Exercise material:
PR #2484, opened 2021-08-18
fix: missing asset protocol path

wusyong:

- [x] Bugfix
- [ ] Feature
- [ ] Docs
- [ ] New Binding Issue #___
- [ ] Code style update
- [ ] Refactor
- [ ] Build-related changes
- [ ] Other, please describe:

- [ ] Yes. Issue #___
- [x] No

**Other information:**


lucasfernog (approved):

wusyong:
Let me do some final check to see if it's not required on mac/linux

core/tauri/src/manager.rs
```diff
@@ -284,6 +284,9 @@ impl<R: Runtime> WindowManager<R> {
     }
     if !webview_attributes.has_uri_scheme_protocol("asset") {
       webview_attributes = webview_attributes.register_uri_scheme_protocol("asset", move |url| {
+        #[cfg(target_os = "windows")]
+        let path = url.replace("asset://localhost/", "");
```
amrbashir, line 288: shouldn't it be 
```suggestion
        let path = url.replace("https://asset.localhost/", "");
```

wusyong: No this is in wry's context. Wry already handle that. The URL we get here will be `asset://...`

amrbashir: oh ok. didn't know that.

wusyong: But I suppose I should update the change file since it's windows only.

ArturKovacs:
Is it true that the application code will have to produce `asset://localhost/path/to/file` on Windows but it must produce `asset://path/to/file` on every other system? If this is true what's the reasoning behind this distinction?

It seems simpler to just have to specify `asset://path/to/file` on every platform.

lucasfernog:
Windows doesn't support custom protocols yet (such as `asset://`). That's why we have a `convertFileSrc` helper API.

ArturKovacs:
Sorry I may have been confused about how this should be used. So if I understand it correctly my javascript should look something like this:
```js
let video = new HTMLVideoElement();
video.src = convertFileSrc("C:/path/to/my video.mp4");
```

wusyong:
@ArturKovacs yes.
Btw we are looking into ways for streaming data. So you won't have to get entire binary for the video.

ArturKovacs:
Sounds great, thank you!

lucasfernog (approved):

* * *

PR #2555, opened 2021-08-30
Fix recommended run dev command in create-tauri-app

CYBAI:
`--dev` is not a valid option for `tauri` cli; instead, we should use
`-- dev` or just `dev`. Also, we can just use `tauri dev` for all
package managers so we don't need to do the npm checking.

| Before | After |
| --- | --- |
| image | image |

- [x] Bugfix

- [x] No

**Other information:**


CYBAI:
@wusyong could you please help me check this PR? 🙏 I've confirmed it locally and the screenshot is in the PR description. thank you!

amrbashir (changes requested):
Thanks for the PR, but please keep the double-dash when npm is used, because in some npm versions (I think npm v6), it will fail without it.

What this task involves:
Counting only lines that hold the word "update", state how many there are in the data. Write the number alone.

Result for this exercise:
2